Periodic Reporting for period 3 - G-Statistics (Foundations of Geometric Statistics and Their Application in the Life Sciences)
Reporting period: 2021-09-01 to 2023-02-28
Geometric statistics strive for developing a rigorous statistical theory on manifolds and more generally on spaces with a geometric structure. By looking at statistics from a geometric point of view, the G-Statistics project aims at strengthening their mathematical foundations and at exemplifying the impact on selected applications in the life sciences. So far, mainly Riemannian manifolds and negatively curved metric spaces were studied in depth. Other geometric structures like Lie groups, affine connection spaces, quotient and stratified spaces naturally arise in applications. G-Statistics aims at exploring ways to unify statistical estimation theories, explaining how the statistical estimations diverges from the Euclidean case in the presence of curvature, singularities, stratification. The goal is to tackle summary statistics more complex than the Fréchet mean and to develop new subspace learning and dimension reduction methods. Beyond the mathematical theory, the project aim at implementing generic estimation algorithms and at illustrating the impact of some of their efficient specializations on selected manifolds. The considered applications in life sciences include in particular the study of anatomical shapes and the forecast of their evolution from databases of medical (computational anatomy).
A first foundational result obtained from these is the numerical accuracy analysis of the discrete ladder algorithms for parallel transport on manifolds, with exact or approximated geodesics. From an artificial intelligence point of view, parallel transport can be seen as the natural method for mapping statistics around one point to another point, a problem called domain adaptation. Pole ladder is particularly appealing since it only relies on geodesic symmetry and mid-point computations. Moreover, it exhibit a higher intrinsic accuracy than other classical methods. Remarkably, it is even exact in one single step in symmetric spaces. It is thus a very simple algorithm for parallel transport on Riemannian and affine connection spaces that leverages the power of many geometric implementations of continuous or discrete geodesics.
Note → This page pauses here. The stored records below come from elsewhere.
PR #13984, opened 2023-11-28
fix test deps

baskaryan:


libs/langchain/pyproject.toml
```diff
@@ -12,7 +12,7 @@ langchain-server = "langchain.server:main"
 
 [tool.poetry.dependencies]
 python = ">=3.8.1,<4.0"
-langchain-core = "^0.0.6"
+langchain-core = ">=0.0.6"
```
efriis, line 15: Shouldn't we keep this as ^ because we're requiring the upgrade of core from 6 to 7?

efriis (approved):
One q

efriis (approved):

PR #13986, opened 2023-11-28
Update writer.py

Pannanja:
fixed typos


efriis:
Will leave this as-is actually! Some of these decrease performance (e.g. getting rid of "urls")

You're welcome to update these in your local installation though - that's the idea behind templates!

PR #13988, opened 2023-11-28
Audio file loader implemented with Azure speech service

kzmain:

  - **Description:** Audio file loader implemented with Azure speech service
  - **Issue:** No,
  - **Dependencies:** azure-cognitiveservices-speech,
  - **Tag maintainer:** kzmain (see below),
  - **Twitter handle:** @kzmain (Same id as the github)


libs/langchain/langchain/document_loaders/audio.py
```diff
@@ -0,0 +1,24 @@
...
+
+from pathlib import Path
+from typing import Any, Union
+
+from langchain.document_loaders.blob_loaders import FileSystemBlobLoader
+from langchain.document_loaders.generic import GenericLoader
+from langchain.document_loaders.parsers.audio import AzureSpeechServiceParser
+
+
+class AzureSpeechServiceLoader(GenericLoader):
```
eyurtsev, line 11: Made a PR here to help with the pattern for Generic Loader: https://github.com/langchain-ai/langchain/pull/14004 -- we don't want any file logic to live outside of file system blob loader.

@kzmain met know if you want to complete the refactor or if you want me to do it

libs/langchain/langchain/document_loaders/parsers/audio.py
```diff
@@ -298,3 +299,189 @@ def lazy_parse(self, blob: Blob) -> Iterator[Document]:
                 page_content=res.normalized_text,
                 metadata={"source": blob.source},
             )
+
+
+class AzureSpeechServiceParser(BaseBlobParser):
+    """Loads an Audio with azure.cognitiveservices.speech."""
+
+    def __init__(self, **kwargs: Any) -> None:
```
eyurtsev, line 307: 1) Could you add a link to the relevant pages on azure that explain the API?
2) Could you expand the kwargs and document the variable meanings?
3) Could we add a parameter to control the polling interval (i.e., sleep is hard-coded to 0.5 seconds right now, we should expose this to the user)

---

nit: It's common to use logger rather than print statements in production code, you could consider swapping to using logger.info / logger.error as appropriate. (not a requirement to merge since we have some other parsers that are using print right now)

kzmain: Dear eyurtsev,

I fixed all the issues in the commit [7b8372d](https://github.com/langchain-ai/langchain/pull/13988/commits/7b8372db69bfb905459400218afc71f0948a9d91):

I Added Azure Speech service official documents and code pages.
I expanded and documented the kwargs meanings.
I added a parameter to control the transcribe job's polling interval.

Furthermore, I did all the unit tests in the test_audio.py file and here's the evidence:
Screenshot 2023-12-03 at 03 26 35

 Look forward to seeing feedback from you. Thanks.

libs/langchain/langchain/document_loaders/audio.py
eyurtsev: @kzmain 

1) I updated the service loader to use generic loader (see https://github.com/langchain-ai/langchain/pull/14004)
2) I expanded the kwargs so the parameters are easy to discover and refactored some of the resolving of values

Would you be able to test that the service still works for you? I don't have credentials set up so testing help will be helpful


3) Could you  run the parser with 2 audio files at once using `from_filesystem` to confirm that transcribing more than one file at a time works?

libs/langchain/tests/integration_tests/test_audio.py
```diff
@@ -0,0 +1,49 @@
+from langchain.document_loaders.audio import AzureSpeechServiceLoader
+
+SPEECH_SERVICE_REGION = ""
+SPEECH_SERVICE_KEY = ""
+
+
+def _get_csv_file_path() -> str:
```
eyurtsev, line 7: Could you fix the testing code here?

libs/langchain/tests/integration_tests/test_audio.py
```diff
@@ -0,0 +1,49 @@
...
+    return ""
+
+
+def test_azure_speech_load_key_region_auto_detect_languages() -> None:
+    loader = AzureSpeechServiceLoader(
```
eyurtsev, line 12: `loader = AzureSpeechServiceLoader.from_filesystem(...)`

kzmain: Dear @eyurtsev ,

AzureSpeechServiceLoader doesn't inherit the `GenericLoader` but the `BaseLoader ` just like the CSVLoader and the PDFLoader. In this case, it does not use the from_filesystem() function but load the file with class initializer like: `AzureSpeechServiceLoader(file_path: str)` format.

I uploaded the unit tests success screenshot in previous conversation. I am wondering if I upload my unit test result with console result with console and the test code (without my credential), will help your code review?

kzmain: Dear @eyurtsev ,

First appreciate you soooo much for your updated my parser neat and well-structured, I found it until I got home. I updated my loader after I got home:
1. the class `AzureSpeechServiceParser` `__init__` function kwargs' type
2. changed the loader from a GenericLoader  to BaseLoader, and added the lazy_load function
3. updated the unit tests
Screenshot 2023-12-06 at 20 04 05

kzmain:
Dear @eyurtsev Can you help me to check if my commit is available to merge?

eyurtsev:
Hi @kzmain sorry for failing to follow on this PR. I'm going to close this since this is a year old and still hasn't been merged. I appreciate you contributing to the project and really apologize that it's taken so long to get a resolution.

PR #13991, opened 2023-11-28
Add MongoDB database agent

### LINKED ISSUE #3399: Connection with mongo db
Can you please help me with connecting my LangChain agent to a MongoDB database? I know that it's possible to directly connect to a SQL database using this resource [https://python.langchain.com/en/latest/modules/agents/toolkits/examples/sql_database.html](url) but I'm not sure if the same approach can be used with MongoDB. If it's not possible, could you suggest other ways to connect to MongoDB?

amiaxys:
**Description:** Created an agent designed to interact with and query a `MongoDB` database using PyMongo. The agent is very similar to [SQL Database](https://python.langchain.com/docs/integrations/toolkits/sql_database). Currently, it only supports one database per instance `MongoDatabase` class using URI, and the database name must be appended to the end of the URI. 

See `docs/docs/integrations/toolkits/mongo_database.ipynb` for an example of usage.

**Note:** To run PyMongo queries, it checks the input string using regex that it follows the `db.collection.find ...` format and runs it using `eval()`, which is bad practice and may be dangerous (if anyone finds a better solution, feel free change that). Additionally, the tests pass locally due to having MongoDB installed since the tests use the `tmp/mongodb-27017.sock` Unix socket, but do not pass Github Actions test workflows for the same reason, and since we weren't sure whether it would be good practice to edit the workflow and haven't figured out a good way to mock PyMongo's MongoClient/Database that isn't unnecessarily complex or makes the unit tests superficial, we left it as is. 

**Issue:** Closes [Connection with mongo db #3399](https://github.com/langchain-ai/langchain/issues/3399)
**Dependencies:** pymongo (dependency already existed, but changed from optional to not)


Haoming-jpg:
@eyurtsev Hi, could you please take a look at our PR? Ty!!

docs/docs/integrations/toolkits/mongo_database.ipynb
```diff
@@ -0,0 +1,202 @@
...
+    "This shows how to initialize the agent using the `OPENAI_FUNCTIONS` agent type. Note that this is an alternative to the above."
+   ]
+  },
+  {
+   "cell_type": "code",
+   "execution_count": null,
+   "metadata": {},
+   "outputs": [],
+   "source": [
+    "# agent_executor = create_sql_agent(\n",
```
hwchase17, line 91:
```suggestion
    "# agent_executor = create_mongo_agent(\n",
```

libs/langchain/langchain/tools/sql_database/tool.py
```diff
@@ -2,15 +2,15 @@
 """Tools for interacting with a SQL database."""
 from typing import Any, Dict, Optional
 
-from langchain_core.pydantic_v1 import BaseModel, Extra, Field, root_validator
+from langchain.pydantic_v1 import BaseModel, Extra, Field, root_validator
```
hwchase17, line 5:
```suggestion
from langchain_core.pydantic_v1 import BaseModel, Extra, Field, root_validator
```

libs/langchain/langchain/tools/sql_database/tool.py
```diff
@@ -2,15 +2,15 @@
...
 
-from langchain_core.language_models import BaseLanguageModel
+from langchain.schema.language_model import BaseLanguageModel
```
hwchase17, line 7:
```suggestion
from langchain_core.language_models import BaseLanguageModel
```

libs/langchain/langchain/tools/sql_database/tool.py
```diff
@@ -2,15 +2,15 @@
...
 from langchain.callbacks.manager import (
     AsyncCallbackManagerForToolRun,
     CallbackManagerForToolRun,
 )
 from langchain.chains.llm import LLMChain
-from langchain_core.prompts import PromptTemplate
+from langchain.prompts import PromptTemplate
```
hwchase17, line 13:
```suggestion
from langchain_core.prompts import PromptTemplate
```

docs/docs/integrations/toolkits/sql_database.ipynb
```diff
@@ -43,13 +43,73 @@
   },
   {
    "cell_type": "code",
-   "execution_count": 2,
+   "execution_count": 9,
    "id": "65ec5bb3",
    "metadata": {},
-   "outputs": [],
+   "outputs": [
```
hwchase17, line 49: should probably revert

Haoming-jpg:
Thank you sooooooo much!!! @hwchase17

PR #13996, opened 2023-11-29
Adding Initial Support for NVIDIA AI Playground LLMs

VKudlay:
- **Description:** Added NVIDIA AI Playground Initial support for a selection of models (Llama models, Mistral, etc.)
  - **Dependencies:** These models do depend on the AI Playground services in NVIDIA NGC. API keys with a significant amount of trial compute are available (10K queries as of the time of writing).

- Some additional tests can be ran in [this colab notebook](https://colab.research.google.com/drive/1I2xcp8Mq1x36BizAlzRCYDsEbCiQqRBL#revisionId=0B3KSICnsqLpGNHJVWTlVN1E4YkZyR3JLNG1yOG8xUDVkU0VvPQ)
- [A quick link to get a key](https://catalog.ngc.nvidia.com/orgs/nvidia/teams/ai-foundation/models/codellama-13b/api) when you have an NGC account. Generate Key button at the top right of the code window.

Thanks so much for the help, and please let me know if you need anything :D


docs/docs/integrations/llms/nv_aiplay.ipynb
hinthornw, line 1: I like that this walks through some of the differences in classes. To make it easier for a reader, I think the section taken from async_llm doesn't add much: it's easiest to use invoke/ainvoke for single calls or batch/abatch for batch calls. No need to add other asyncio.gather commentary

hinthornw: For the example with the base64 encoded  : is this the recommended API for specifying multimodal content (using html tags) ?

docs/docs/integrations/chat/nv_aiplay.ipynb
hinthornw, line 1: "Interfae" is misspelled

For both of these documents, I'd probably invert the order of presentation and start with the "Recommended solution" rather than the underlying abstraction, unless you believe most people will use the NVCRModel class directly. It's doesn't implement any common APIs, so it will be harder to compose with the rest of the framework. We should lead with the abstraction that _is_ composable with the framework and then take a step back to show how you can have more configurability/control for common intentions by using this, if it is a good abstraction

cc @baskaryan

hinthornw (commented):
Thanks for the PR! My main comments/questions are around the several abstractions. I think you do a pretty good job of defining them, but if I were a new user, I'd get a bit lost on which abstraction I am supposed to use. Ideally there is 1 interface for chat models that I could use as a user, and then the ways to configure it are well documented. As it stands, it looks from the notebooks like I should use the NVCRModel class, which doesn't share a common interface with the other LLMs in langchain

VKudlay:
@hinthornw Hey William! Thanks so much for the review! I'll address the concerns in order and can make the updates! Regarding the recommended interface, NVCRModel is a backbone model, so I'm ok with de-emphasizing it (or rather, maybe moving that discussion to the end). It's probably still a good thing to note somewhere since that interface is way closer to the raw interface advertised (as the python option) in [AI Playground UI](https://catalog.ngc.nvidia.com/ai-foundation-models). 

As for the shared interfaces, are you recommending the removal of LlamaChat/LlamaLLM/MistralLLM/etc and just using NVAIPlayLLM/NVAIPlayChat? I'm mostly down for that (would probably be good to keep a divide between SteerLM-style and non-SteerLM-style defaults and the future NeVA incorporation). Alternatively, root_validator could get loaded with name-based resolutions to pick the appropriate pathways and whine when a model shouldn't be receiving something? 

Thanks again :D

libs/langchain/langchain/embeddings/nv_aiplay.py
```diff
@@ -0,0 +1,75 @@
...
+        model_name = values.get("model")
+        model_name = model_name if model_name else values["model_name"]
+        values["model_name"] = model_name
+        values["model"] = model_name
+        return values
+
+    def _embed(self, text: str, model_type: Literal["passage", "query"]) -> List[float]:
+        """Embed a single text entry to either passage or query type"""
+        if len(text) > self.max_length:
+            text = text[: self.max_length]
```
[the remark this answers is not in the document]
VKudlay: Yeah, I agree that it looks weird, but yes. From [the model documentation](https://catalog.ngc.nvidia.com/orgs/nvidia/teams/ai-foundation/models/nvolve-29k/documentation).

image

String length is the problematic one, whereas token overflow is ok (truncated server-side). I could put in that latter check on client-side; might be a good idea...

libs/langchain/langchain/embeddings/nv_aiplay.py
```diff
@@ -0,0 +1,75 @@
...
+## NOTE: This file should not be ran in isolation as a single-file standalone.
+## Please use llms.nv_aiplay instead.
+
+
+class NVAIPlayEmbeddings(ClientModel, Embeddings):
+    """NVIDIA's AI Playground NVOLVE Question-Answer Asymmetric Model."""
+
+    client: NVCRModel = Field(NVCRModel)
+    model_name: str = Field("nvolveqa")
+    model: Optional[str] = Field(None)
```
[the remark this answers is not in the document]
VKudlay: Awesome! Yeah, I kinda hated that, but was following other implementations' examples. Will fix.

docs/docs/integrations/llms/nv_aiplay.ipynb
VKudlay: @hinthornw Yup! There is another interface I'm looking into since this API is somewhat limiting in its character count (which is why there's a minor halt on NeVA-in-LangChain integration, [with my current best-effort listed here](https://github.com/langchain-ai/langchain/commit/f3048381bb16fd2c4f20a19d50e5b6a81549abf7)). Currently, the input is re-searched server-side and the image is processed and formatted. 

image

This is actually an example of using the underlying NVCRModel client to very directly mimic the requests structure of an AI Playground model [from the current core documentation](https://catalog.ngc.nvidia.com/orgs/nvidia/teams/ai-foundation/models/neva-22b/api).

libs/langchain/langchain/embeddings/nv_aiplay.py
```diff
@@ -0,0 +1,75 @@
...
+
+    async def aembed_batch_query(self, texts: List[str]) -> List[List[float]]:
+        """Embed query text with Asynchronous Batching."""
+        queries = [self.aembed_query(text) for text in texts]
+        return await asyncio.gather(*queries)
+
+    async def aembed_batch_documents(self, texts: List[str]) -> List[List[float]]:
+        """Embed search docs with Asynchronous Batching."""
+        passages = [self.aembed_documents([text]) for text in texts]
+        outs = await asyncio.gather(*passages)
```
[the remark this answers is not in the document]
VKudlay: Thanks for the CC. Would love some guidance on this on how to make this a proper and recommendable method! (I'm actually a content developer for DLI, so I would like to know what is recommended and where the pitfalls would come up).

libs/langchain/langchain/embeddings/nv_aiplay.py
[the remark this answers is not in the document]
hinthornw: Got it thanks for explaining

libs/langchain/langchain/embeddings/nv_aiplay.py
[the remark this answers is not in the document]
hinthornw: Thanks! That was mostly because the initial implementations of some integrations went a different way and we didn't want to make a breaking change by removing entirely

VKudlay:
Hey @hinthornw! Resolves as much of the issues I could! Wanted to hot-potato it before the weekend so I didn't have to worry about it for a few days, so no weekend rush or anything like that. 

Of note:
-  Took some creative liberties to try to compromise with the additional class options. Renamed them to much more general "GeneralChat/LLM", "CodeChat/LLM", "InstructChat/LLM", "ContextChat/LLM", "SteerChat/LLM", and "ImageChat/LLM". That way, users can safely drop these into their code and we can just swap out the defaults behind the scenes as better options come out. I have checked and there is currently not a way to derive intake schemas from our API (i.e. does this model need labels, or context-only, or a sub-512-length max_tokens argument), so I think making these intuitive grouping classes is a good idea for now.
- I've confirmed some requirements for NeVA/Fuyu, and I think it's reasonable for us to incorporate; just need to be able to pull an image from user's local, resize to 336x336 (and yes, this kinda sucks for Fuyu at the moment; they're working on it), and toss it into a tag as you noted earlier. Do you have any recommendation for packages that would cause minimal problems for LC? (PIL ok?)
- Would love suggestions on how to let aembed_batch_<queries/documents> exist purely for pedagogical reasons. What do you think I could do to make it good enough? 

Thanks again, and have an awesome weekend! :D

VKudlay:
@hinthornw @baskaryan Just to confirm, everything is good and the embedding model has been updated to add max concurrency restrictions. NeVA does not have deep incorporation yet (it's just a simple default-model class), but I've blocked off the ImageLLM/ImageChat abstraction for it and intend to update it with deeper incorporation (automatic image loading) later. If it will speed up the PR, we are happy to remove those classes for now. Regardless, things look good :D

libs/langchain/langchain/llms/nv_aiplay.py
```diff
@@ -0,0 +1,764 @@
+## NOTE: This class is intentionally implemented to subclass either ChatModel or LLM for
+##  demonstrative purposes and to make it function as a simple standalone file.
```
hinthornw, line 2: Not sure what "for demonstrative purposes" means in this context actually

libs/langchain/langchain/llms/nv_aiplay.py
```diff
@@ -0,0 +1,764 @@
...
+            "last_msg",
+            "available_functions",
+        ]
+    )
+
+    @root_validator()
+    def validate_model(cls, values: Dict[str, Any]) -> Dict[str, Any]:
+        """Validate and update model arguments, including API key and formatting"""
+        values["nvapi_key"] = get_from_dict_or_env(
+            ClientModel.desecretize(values),
```
hinthornw, line 162: Is `ClientModel.desecretize` needed?

libs/langchain/langchain/llms/nv_aiplay.py
```diff
@@ -0,0 +1,764 @@
...
+            return {"role": role, "content": content}
+        ## Support for tuple inputs
+        if type(msg) in (list, tuple):
+            return {"role": msg[0], "content": msg[1]}
+        ## Support for manually-specified default inputs to AI Playground
+        if isinstance(msg, dict) and msg.get("content"):
+            msg["role"] = msg.get("role", "user")
+            return msg
+        ## Support for LangChain Messages
+        if hasattr(msg, "content"):
```
hinthornw, line 684: Coul do an isinstance check instead

hinthornw (commented):
I think the biggest thing is it seems like it will be hard to maintain if we try to put all the parsing logic into a single NVAIBaseModel

libs/langchain/langchain/llms/nv_aiplay.py
VKudlay: Oh haha, that's actually a legacy comment. This project started out as a connector for the Deep Learning Institute to use in courses, and then the abstraction fleshed out afterwards and I stuck to the format. Can remove if you want, but that was just the initial motivator. Now the standalone feature has been removed per request and we are unlikely to make actual "make a connector" instructional material at this point.

libs/langchain/langchain/llms/nv_aiplay.py
VKudlay: Yes! That was just now added in because I realized it was necessary when testing that edge case. The explicit error I was getting implicated SecretStr...

libs/langchain/langchain/llms/nv_aiplay.py
```diff
@@ -0,0 +1,764 @@
...
+        inputs = self.custom_preprocess(messages)
+        kwargs["labels"] = kwargs.get("labels", self.labels)
+        kwargs["stop"] = stop if stop else getattr(self.client, "stop")
+        async for response in self.get_astream(inputs, **kwargs):
+            chunk = self._get_filled_chunk(self.custom_postprocess(response))
+            yield chunk
+            if run_manager:
+                await run_manager.on_llm_new_token(chunk.text, chunk=chunk)
+
+    def custom_preprocess(self, msgs: Union[str, Sequence]) -> List[Dict[str, str]]:
```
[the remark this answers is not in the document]
VKudlay: @hinthornw Thanks! Yeah, the abstraction here settled in after a pretty annoying "follow-the-API" experience. At this point, the API for the existing models has luckily stabilized, but this is just a "centralize the components for maximum flexibility with minimal modification" effort. That way, a new model can come in with its own hard expectations (or make very weird new assumptions) and a single update was sufficient to account for it in every derivative instantiation.

On reflection, I think it would be fine to get rid of the string-to-message routine in favor of LLM positional arguments on the ContextBase/etc subclass. A similar solution could work with "system" positional arguments... but before I do that, I'd like to confirm that this would actually solve the issue you mentioned, or if there is some other considerations that need to be taken? As of right now, it does not look like the AI Playground team is planning to expose raw completion endpoints, but I would still prefer the flexibility for users to help them experiment with the playground in the context they're most comfortable with/is closest to their intended final stack. (Of note, there is a non-zero chance we might want to support vanilla completion or even more complex endpoint options in the future though, either with AI Playground or some more general efforts later on). 

What approach do you think would be the best to help support this kind of use case for now while the underlying API is still technically chat-only?

hinthornw:
Hi @VKudlay I'm going to branch this to another PR to add to its own package, now that we've completed the community split

VKudlay:
@hinthornw Sounds good! Just letting you know, I have some bandwidth to over the next few days (been swamped for the last week), so let me know how I can help out :D

hinthornw:
Main thing is all new integrations need to be in their own package so need to move this out. I'll push a draft. I still think the number of classes is really daunting and wouldn't be used + are hard to maintain

libs/langchain/langchain/llms/nv_aiplay.py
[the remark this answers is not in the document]
hinthornw: Why need positional arguments here? 

If the underlying API is chat only, then we should just support a chat model. If there is a completion or other endpoint that is exposed at some point, we can support that through a separate class. It is much harder if we try to make a fake integration now that may or may not be compatible with the future API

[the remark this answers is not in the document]
VKudlay: Honestly, fair enough. I'll take a look and see what I can do with the integrations.

hinthornw:
@VKudlay I tried to adapt it and simplify it more here: https://github.com/langchain-ai/langchain/pull/14648

Still a bit complicated I think but it gets  the job done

The impact of the manifold curvature on the estimation of the empirical Fréchet mean was a second essential result. We found an unexpected bias of the empirical mean in 1/n, which is important in the small sample regime, and a modulation of the convergence rate of the covariance matrix proportional to the covariance-curvature tensor. These results unveil an intermediate behavior of the empirical mean in manifolds linking two of the major new phenomena discovered recently in geometric statistics: stickiness and smeariness. The lesson is that one may needs drastically more samples in a positively curved manifold than in a Euclidean space to estimate a quantity up to a certain uncertainty. On the contrary, less samples are needed in negatively curved spaces, even though unbounded negative curvature singularities may lead to uninformative sticky estimations.
From the technological point of view, we have contributed to the python package geomstats (https://geomstats.github.io/) a generic library for statistical computing algorithms on different geometric structures. The package currently supports more than 15 manifolds with closed-form geodesics (when known) or discrete geodesics obtained by optimization otherwise. This package encompasses complex notions of Riemannian geometry embedded into a consistent object-oriented API that makes it readable and editable by mathematicians. From an applied perspective, the use of the algorithms does not require a deep understanding of the mathematics and is made easy thanks to a standard Scikit learn interface for artificial intelligence.
We also expect to obtain a geometric formulation of principle component analysis (PCA) where the resulting flag of subspaces is the projection of the population/empirical covariance matrix on a specific submanifold. This construction should lead to a very simple central limit theorem that would give rise to computable confidence intervals for PCA with finite samples. Such results would also be very useful to control the statistical validity of ubiquitous spectral-based algorithms on images or graphs relying on the spectral decomposition of the Laplacian.
The intrinsically geometric formulation of PCA as an optimization on flags of subspaces is a third interesting direction of research. The nestedness property guaranties that data approximations spaces are compatible at low and higher orders. This could be the key mathematical feature for multiscale data analysis since flags of subspaces are natural mathematical object to encode hierarchically embedded approximation spaces. Although ‘no geometry is more true than another’, we hope to be able to construct series of nested geometries that are more and more convenient to describe the data.